利用葉基香葉醇挽救斑馬魚尾鰭再生時因雙磷酸鹽損害細胞之功能

Abstract

雙磷酸鹽類藥物引起之顎骨壞死是雙磷酸鹽治療主要副作用之一。至今，尚未有對於BRONJ的有效治療方式。含氮雙磷酸鹽（N-BPS）抑制焦磷酸合酶（FPPS）在mevalonate pathway（MVP）。香葉基香葉醇（GGOH）和香葉醇(FOH)代謝產物的下降被認為是顎骨壞死的主要因素。先前的體外研究已經顯示含氮雙磷酸鹽(N-BP)中的負面影響，降低不同類型的細胞的生存力和遷移的能力。本研究的目的是要測試，下游代謝產物的應用可以逆轉含氮雙磷酸鹽中負面的生物學效應。

我們利用斑馬魚的鰭再生模型探討其影響，試圖以mevalonate pathway下游生化產物在野生種(wild type) 斑馬魚中進行挽救實驗(rescue experiment)，進行更細微之觀察及研究。並利用抗酒石酸磷酸酶(Tartrate-resistant acid phosphatase, TRAP)的特性作為呈色的方法，標定活體內的蝕骨細胞，藉此觀察在香葉基香葉醇(geranylgeraniol, GGOH) 和香葉醇(FOH)的影響下，蝕骨細胞受到的影響。

本實驗首先利用calcein活體染色來觀察此藥物對成魚尾鰭切除後再生之型態是否有影響。再利用TRAP呈色法，觀察斑馬魚截切尾鰭後，蝕骨細胞之活化時間、移動方向的動態變化。藉以釐清活體魚之蝕骨細胞及尾鰭鰭條骨再生如何受香葉基香葉醇的影響。

實驗結果顯示，尾鰭再生觀察發現TRAP的呈色，雙磷酸鹽會抑制蝕骨細胞表現，甚至影響其活性。而香葉基香葉醇(geranylgeraniol, GGOH) 和香葉醇(FOH)對尾鰭再生部分發現骨質再生具有顯著影響，具有促進骨質生成作用。其結果可進一步延伸到在治療BRONJ的臨床應用。本次研究發現geranylgeraniol(GGOH)的調節蝕骨細胞的處理，更凸顯了GGOH的重要性，其臨床應用是進一步研究的課題。
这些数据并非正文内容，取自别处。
Issue #3345, opened 2015-08-01
ssh:// url with homedir-relative path (~) not supported.


MrHacky:
An ssh url like 'ssh://user@server/~/path/repo.git' is supported by git and will connect to the repository at '/home/user/path/repo.git' on 'server'.

However libgit2 gives an error for such urls: '/~/path/repo.git' does not appear to be a git repository.

It would be nice to have this working.

(workaround: the scp-style url 'user@server:path/repo.git' does work)

carlosmn:
Shell expansion is not really libgit2's job. git itself does not do it either. It passes the tilde to ssh as well (on my versions). I've just tried and the tilde is passed all the way to the receiving `git-upload-pack` so it may be that your shell has been doing the expansion. If you run the git command with `GIT_TRACE=1` set, does it send the tilde through or is your shell doing the expansion beforehand for you?

MrHacky:
indeed the tilde is passed all the way through to upload-pack:

```
$ GIT_TRACE=1 git clone ssh://user@server/~/path/repo.git
trace: built-in: git 'clone' 'ssh://user@server/~/path/repo.git'
trace: run_command: 'ssh' 'user@server' 'git-upload-pack '\''~/path/repo.git'\'''
```

However note that the path passed to upload-pack starts with the '~' character, compare with this where i replaced the '~' with an 'x':
```
$ GIT_TRACE=1 git clone ssh://user@server/x/path/repo.git
trace: built-in: git 'clone' 'ssh://user@server/x/path/repo.git'
trace: run_command: 'ssh' 'user@server' 'git-upload-pack '\''/x/path/repo.git'\'''
```
Now the path passed starts with the '/' character.

Possibly what git is doing is stripping the leading '/' if the next character is a '~', which lets git-upload-pack correctly interpret the path on the server.

MrHacky:
In fact, that is exacty what git is doing, see:
https://github.com/git/git/blob/master/connect.c#L639
```
if (path[1] == '~')
	path++;
```

So it would make sense for libgit2 to do this as well, right?

carlosmn:
Then we'll have to provide the same workaround.

ethomson:
Indeed, this seems straightforward.  @mrhacky is this something you might be able to send a pull request for?

MrHacky:
@ethomson yeah i'll give it a shot.

ethomson:
Closed via #3348 

Thanks for the helpful report and the pull request!

PR #3348, opened 2015-08-03
Handle ssh:// and git:// urls containing a '~' character.

MrHacky:
For such a path '/~/...' the leading '/' is stripped so the server will
get a path starting with '~' and correctly handle it.

solution for issue #3345


ethomson:
Great catch!  Thanks so much for the pull request!  :sparkles:

PR #3352, opened 2015-08-03
win32: ensure hidden files can be staged

ethomson:


carlosmn:
So I understand from this that we *can* read and stage hidden files regardless of the flag in question (as soon as we ignore these tests on unix).

ethomson:
Yes, that's certainly what I'm seeing on my machine.  (And those are ifdef'd out on unix now.)

ethomson:
Although this doesn't illustrate the problem reported in #3310, or really any problem at all, I think that this is worth merging to prevent truly bizarre regressions in the future.

PR #4513, opened 2018-02-03
CMake: minor fixups

ethomson:
Some minor fixups and refactoring for CMake:

1. Move the `CMP0051` policy check to use the policy check functionality instead of guessing based on version number.
2. Enable the `CMP0042` policy, for macOS; this has no functional change, but it quiets a warning about how it's being applied.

Bisphosphonate-related osteonecrosis of the jaw (BRONJ) is one of the main side effects of bisphosphonate therapy (BPT). To date, there is no effective therapy of the BRONJ. Nitrogen-containing bisphosphonates (N-BPs) target to the inhibition of pyrophosphate synthase (FPPS) in the mevalonate pathway. Consequently, decreased synthesis of the downstream metabolites, geranylgeraniol (GGOH) and farnesol (FOH), is believed to largely account for the development of BRONJ. Previous in vitro studies have shown the negative effects of N-BPs on decreased viability and migration capacity of different cell types. The aim of our study was to demonstrate that the application of downstream metabolites may reverse the negative biological effects of N-BPs. Amputation-regeneration model of zebrafish caudal fin was employed to analyze the effects of drug administration. Alendronate (N-BP), farnesol, and geranylgeraniol at 7.5×10-5M were used to treat the fish by incubation. The regenerated bones in the fin were documented by calcein staining. The dynamic appearance of ostelclasts during the process was observed by TRAP staining. The bone regeneration impaired by alendronate was reversed to normal in the presence of GGOH and FOH. In addition, the morphological restoration was delineated by TRAP staining to reveal the distribution of osteoclasts. The results showed that the number and distribution of osteoclasts were restored to normal likewise. Hence, systemic application of GGOH and FOH may reduce the side effects of bisphosphonate therapy. In this study, we demonstrate that the impairing effects of alendronate on bone regeneration and osteoclast activities may be reversed by application of GGOH and FOH. Our study in zebrafish provides a vivid animal model to investigate the BRONJ in vivo. And the results may further extend to the clinical applications in treating BRONJ.